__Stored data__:

▬▬▬▬▬▬

PR #6767, opened 2018-10-29
Remove componentWillReceiveProps() calls

### LINKED ISSUE #6188: Remove componentWillReceiveProps calls (react upgrade)
See: https://reactjs.org/blog/2018/03/27/update-on-async-rendering.html#fetching-external-data-when-props-change

For QA: there should be no issue when navigating between pages (for example, when browsing multiple add-ons, refreshing a page, then navigating to some other add-ons linked on a page, etc.)

---

I filed issues for the following components:

- `Addon`: https://github.com/mozilla/addons-frontend/issues/6770
- `AutoSearchInput`: https://github.com/mozilla/addons-frontend/issues/6771
- `UserProfileEdit`: https://github.com/mozilla/addons-frontend/issues/6769

willdurand:
Fixes #6188

---

~~I don't know if I can remove all of them yet, so let's do this step by step. I start with the "easy" ones.~~ After this patch, only 3 `componentWillReceiveProps()` calls remain but there is one open issue for each occurrence.

### DIFF
--- a/src/amo/components/AddonReview/index.js
+++ b/src/amo/components/AddonReview/index.js
@@ -78,10 +78,10 @@ export class AddonReviewBase extends React.Component<InternalProps, State> {
     debounce: defaultDebounce,
   };
 
-  static getDerivedStateFromProps(props: InternalProps) {
+  static getDerivedStateFromProps(props: InternalProps, state: State) {
     const { review } = props;
 
-    if (review) {
+    if (review && state.reviewBody !== review.body) {
       return {
         reviewBody: review.body,
       };
--- a/src/amo/components/AddonReview/index.js
+++ b/src/amo/components/AddonReview/index.js
@@ -78,20 +78,28 @@ export class AddonReviewBase extends React.Component<InternalProps, State> {
     debounce: defaultDebounce,
   };
 
+  static getDerivedStateFromProps(props: InternalProps, state: State) {
+    const { review } = props;
+
+    if (review) {
+      return {
+        reviewBody: review.body,
+      };
+    }
+
+    // No state update necessary
+    return null;
+  }
+
   constructor(props: InternalProps) {
     super(props);
+
     this.state = {
       reviewBody: props.review.body,
     };
+
     this.localState = props.createLocalState(`AddonReview:${props.review.id}`);
     this.checkForStoredState();
-  }
-
-  componentWillReceiveProps(nextProps: InternalProps) {
-    const { review } = nextProps;
-    if (review) {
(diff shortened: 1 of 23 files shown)


src/amo/components/CollectionManager/index.js
```diff
@@ -54,29 +54,53 @@ type InternalProps = {|
...
 
-  componentWillReceiveProps(props: InternalProps) {
-    const existingId = this.props.collection && this.props.collection.id;
-    if (props.collection && props.collection.id !== existingId) {
-      // Only reset the form when receiving a collection that the
-      // user is not already editing. This prevents clearing the form
-      // in a few scenarios such as pressing the submit button.
-      this.setState(this.propsToState(props));
-    }
+    this.state = {
```
kumar303: I see a lot of duplication between this and `getDerivedStateFromProps`. Maybe they can share an intermediary function?

src/ui/components/ShowMoreCard/index.js
```diff
@@ -44,43 +44,43 @@ const initialUIState: UIStateType = {
...
+  componentDidUpdate(prevProps: InternalProps) {
+    const { children: prevChildren } = prevProps;
+    const { children, uiState } = this.props;
 
     let html =
+      prevChildren.props &&
+      prevChildren.props.dangerouslySetInnerHTML &&
+      prevChildren.props.dangerouslySetInnerHTML.__html;
+
+    let newHtml =
```
bobsilverberg: Nit: Because we've changed from `componentWillReceiveProps` to `componentDidUpdate`, in the context of this method we're really dealing with `html` and `oldHtml`, rather than `html` and `newHtml`. It might be clearer if you changed the names and switched them around.

src/amo/components/CollectionManager/index.js
bobsilverberg: Snap!

src/amo/components/AddonReview/index.js
```diff
@@ -78,22 +78,30 @@ export class AddonReviewBase extends React.Component<InternalProps, State> {
     debounce: defaultDebounce,
   };
 
+  static getDerivedStateFromProps(props: InternalProps) {
+    const { review } = props;
+
+    if (review) {
```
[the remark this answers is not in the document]
willdurand: That could be interesting indeed.

src/ui/components/ShowMoreCard/index.js
willdurand: ah right, thanks!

▬▬▬▬▬▬

__WHAT NEEDS TO BE DONE__:
Find how many of the lines above have the word "reviewBody" in them. State only that number.

__ANSWER BOX__:
4